Some practice points

  • Before the works commence, read the contract very carefully to ensure that you understand how notices are to be served. Try and ascertain whether your notice requirements give rise to any conditions precedent by the use of words such as “condition”, “subject to”, or “condition precedent”.
     
  • A word of caution: prudent employers may seek amendments to the standard forms to clarify the date by which notices are to be issued, which would be likely to require notices to be given at the earliest possible date. You should therefore check your contract carefully for any such amendments prior to signing so that you are clear as to what is required.
     
  • Before you serve a notice, be clear on the form the notice is to take. Notices will usually have to be given in writing. If no form is prescribed, you should describe the event or the circumstances relied on in detail, and make it clear on the face of the notice the claim to which the notice is intended to relate under the contract. The notice must be recognisable as a “claim”.
     
  • To avoid any arguments that your notice has not been properly served, try and ensure that your notice is served in the correct way (on the right office, for example) and on the correct person (on a director, the project manager, or other senior personnel of the recipient as might be required by the contract), notwithstanding the decision in Obrascon Huarte Lain SA v Her Majesty’s Attorney General for Gibraltar.
     
  • If you do not serve notices correctly, and your contact imposes a condition precedent in relation to the service of notices, you risk losing entitlements to additional time or money to which you might otherwise be entitled. This is the case even if the notice itself was valid, and was served by the correct method on the correct person, so always proceed with care when issuing notices.
     
  • If you are claiming an extension of time, the earliest you can serve your notice of claim is the earliest date on which it becomes clear that the works are delayed and will impact completion. To be on the safe side, make sure you notify as soon as it becomes likely that the works will be delayed.
     
  • If you fail to notify, and the delay has already begun, following the decision in Obrascon Huarte Lain SA v Her Majesty’s Attorney General for Gibraltar, it will not be too late for you to notify, but again, you should notify as soon as you can to avoid any criticism that your notification has come too late after the delay first began.
     
  • If you wish to terminate, tread very carefully indeed as termination is a serious step. You will need to ensure substantive compliance with the relevant contractual provisions if your termination is to be contractually effective. If you have any reason whatsoever to suspect that your termination notice may be defective, then you should immediately issue a confirming notice which will cure any deficiencies in the original notice.

Conclusion

The decision in Obrascon Huarte Lain SA v Her Majesty’s Attorney General for Gibraltar potentially provides contractors with greater flexibility to retrospectively notify events, the impact of which was not fully understood or appreciated at the time, by adopting a sensible, commercial approach.

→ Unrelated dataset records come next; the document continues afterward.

PR #373, opened 2024-04-11
feat: add github sso to dashboard

abelanger5:
# Description

Adds Github SSO to the login page.

Fixes # (issue)

## Type of change

### DIFF
--- a/api/v1/server/handlers/users/github_oauth_callback.go
+++ b/api/v1/server/handlers/users/github_oauth_callback.go
@@ -1,0 +1,186 @@
+package users
+
+import (
+	"context"
+	"errors"
+	"fmt"
+
+	githubsdk "github.com/google/go-github/v57/github"
+	"github.com/labstack/echo/v4"
+	"golang.org/x/oauth2"
+
+	"github.com/hatchet-dev/hatchet/api/v1/server/authn"
+	"github.com/hatchet-dev/hatchet/api/v1/server/oas/gen"
+	"github.com/hatchet-dev/hatchet/internal/config/server"
+	"github.com/hatchet-dev/hatchet/internal/repository"
+	"github.com/hatchet-dev/hatchet/internal/repository/prisma/db"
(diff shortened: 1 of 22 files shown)


api/v1/server/handlers/users/github_oauth_callback.go
```diff
@@ -0,0 +1,186 @@
...
+
+	if err != nil {
+		return nil, fmt.Errorf("failed to encrypt refresh token: %s", err.Error())
+	}
+
+	oauthOpts := &repository.OAuthOpts{
+		Provider:       "github",
+		ProviderUserId: gInfo.ID,
+		AccessToken:    accessTokenEncrypted,
+		RefreshToken:   &refreshTokenEncrypted,
```
grutt, line 94: why are we passing a pointer for one but not the other?

frontend/app/src/pages/auth/login/index.tsx
```diff
@@ -22,19 +23,27 @@ export default function Login() {
...
   let prompt = 'Enter your email and password below.';
 
-  if (basicEnabled && googleEnabled) {
-    prompt = 'Enter your email and password below, or continue with Google.';
-  } else if (googleEnabled) {
-    prompt = 'Continue with Google.';
+  if (basicEnabled && (googleEnabled || githubEnabled)) {
+    prompt =
+      'Enter your email and password below, or continue with a supported provider.';
+  } else if (googleEnabled || githubEnabled) {
```
grutt, line 33: not critical; 
maybe write this as `schemas.filter((x) => x != 'basic').length > 1` so we don't have to rewrite for all new providers?

grutt (approved):

api/v1/server/handlers/users/github_oauth_callback.go
abelanger5: To mark it as optional vs not optional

In practical terms, contractors may be less likely to (i) lose any entitlement they might otherwise have had to an extension of time; (ii) be rendered liable for delay liquidated damages in circumstances where the employer is in fact responsible for the delay; and (iii) lose a right to terminate they might otherwise have had.

Employers will no doubt seek to amend the standard forms to their advantage to make it clear that the contractor’s duty to notify arises on the earliest possible date.